We have two more days of steroids. She has handled them pretty well so far; some crying and fatigue, but she’s powered through a lot of it. We give her a lot of grace and hugs, remind her that it’s the steroids that make her feel this way and let her rest and watch more TV than normal. When she’s had enough, she asks to go to her room alone and watch movies on her computer in bed. We’re learning how to find a workable balance during this week. We’ll have 19 more steroid weeks, so it’s important we figure out the best way to get through the week without letting it totally halt our lives.

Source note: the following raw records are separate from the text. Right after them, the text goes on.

Issue #1413, opened 2017-10-25
v:format.replace should have default value for substring or support "constant:NAMEOFCONSTANT"


Atsyn:
Will be better if this ViewHelper start support constants.
But will be fine if you switch argument "substring" to not require and set default value like PHP_EOL.

NamelessCoder:
Possible to achieve with `v:const`:

`substring="{v:const(name: 'PHP_EOL')}"`

Supports all constants and works for any ViewHelper argument.

NamelessCoder:
Closing the issue - referring to `v:const` will be the preferred solution when you need access to PHP constants in output or as arguments for other ViewHelpers.

PR #1414, opened 2017-10-25
Support constants in v:format.replace

neufeind:
Resolves: #1413

### DIFF
--- a/Classes/ViewHelpers/Format/ReplaceViewHelper.php
+++ b/Classes/ViewHelpers/Format/ReplaceViewHelper.php
@@ -25,8 +25,8 @@ class ReplaceViewHelper extends AbstractViewHelper
     public function initializeArguments()
     {
         $this->registerArgument('content', 'string', 'Content in which to perform replacement');
-        $this->registerArgument('substring', 'string', 'Substring to replace', true);
-        $this->registerArgument('replacement', 'string', 'Replacement to insert', false, '');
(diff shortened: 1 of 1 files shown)


neufeind:
Solution follows the code from "Iterator / ExplodeViewHelper". But if we want to support constants in more places maybe we should extract that tool-functionality to a central place?

NamelessCoder:
> But if we want to support constants in more places maybe we should extract that tool-functionality to a central place?

This sounds appropriate, if nothing else then to avoid code duplication. It would be fine to put this in a Utility that we then call on the argument value before using it as glue/delimiter/substring/whatever.

FYI, in the case of this particular ViewHelper and probably some others, I would require that this resolving becomes opt-in via a new argument, for example `resolveConstants`, so this addition does not change any current behavior. The reason being that in the implode and explode ViewHelpers it is trivial to allow this as you almost always split or glue with a single character - but in the replace and other ViewHelpers there's much greater chance someone intentionally searched for `constant:LF` and did not expect that this gets resolved to `\n` before replacement happens.

NamelessCoder:
We might also consider suggesting https://github.com/FluidTYPO3/vhs/blob/development/Classes/ViewHelpers/ConstViewHelper.php as a valid alternative way to get this support in *every* ViewHelper. Using this in a ViewHelper argument would allow that exact resolving of any constant, e.g. `subject="{v:const(name: 'PHP_EOL')}"`.

NamelessCoder:
Won't add/fix - please use `v:const` for all your constant extraction needs ;)

PR #1425, opened 2017-11-27
[BUGFIX] enforce fixPermissions when writing asset files

peterkraume:
Sometimes TYPO3 caches can't be deleted with `typo3cms cache:flush --force` because of wrong file permissions of the EXT:vhs assets.
With this patch, `GeneralUtility:fixPermissions()` will be enforced to make use of `$TYPO3_CONF_VARS['BE']['fileCreateMask']`.

### DIFF
--- a/Classes/Service/AssetService.php
+++ b/Classes/Service/AssetService.php
@@ -744,7 +744,7 @@ class AssetService implements SingletonInterface
      */
     protected function writeFile($file, $contents)
     {
-        GeneralUtility::writeFile($file, $contents);
+        GeneralUtility::writeFile($file, $contents, true);
     }
 
     /**


cedricziel:
Thx for the change, @peterkraume !

peterkraume:
👍 
Any idea when the next release of EXT:vhs is scheduled?

cedricziel:
There's no schedule yet - @NamelessCoder can we have a new bugfix release, pleeeeeeaaaaaaaaaaase? :shamrock:

cedricziel:
Not today, unfortunately - but maybe we can have a markdown file in the project that contains the release documentation? I think that's interesting for all of us who may tag and as far as I understood the release of the artifact is automated and there's not sensitive information - ayy?

NamelessCoder:
Perhaps over the weekend then? I'd also like to discuss the current release process as well because it was created in 2012 or so and could use an update, maybe even some automation!

True, there's no sensitive information so it can be public docs. But if you don't mind, let's discuss first, maybe design a cleanup and *then* do and document it ;)

cedricziel:
Alrighty - let's do this. I'll ping ya :)

NamelessCoder:
Great! I should be available from tomorrow around lunchtime and I've got the entire weekend off :)

peterkraume:
Guys, can we have a new release please?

If school ever reopens this week (it’s already cancelled for tomorrow), I’m supposed to meet with a group of folks over there so we can come up with a plan for Tanner to attend school safely. She will need some special concessions, obviously, and we will all pow wow to figure out how to best meet those needs and how to protect her from germs as much as possible. The school has been so super and I know they will do everything they can to help.

The new house renovations are going really well. It looks like a house again instead of a demolition zone. Carpet and tile this week. Finishing hardwoods next. Then, finally, the long-awaited kitchen redo. If all goes as planned, we’ll move mid-March. Then, an empty house to sell. Hmmmm.

Anybody want to buy a house in historic Franklin, TN?

Love,
Beth

Clinic Day #27

January 28, 2010

Apparently Tanner will be going back to school!!!!!! Hoooooooooorayyyyyyyyy!!!!! We’ll meet with the school next week to iron out any special considerations she will need, let her get over the steroids she started taking today, and start her out on Monday, February 8th. Unbelievable. Really unbelievable.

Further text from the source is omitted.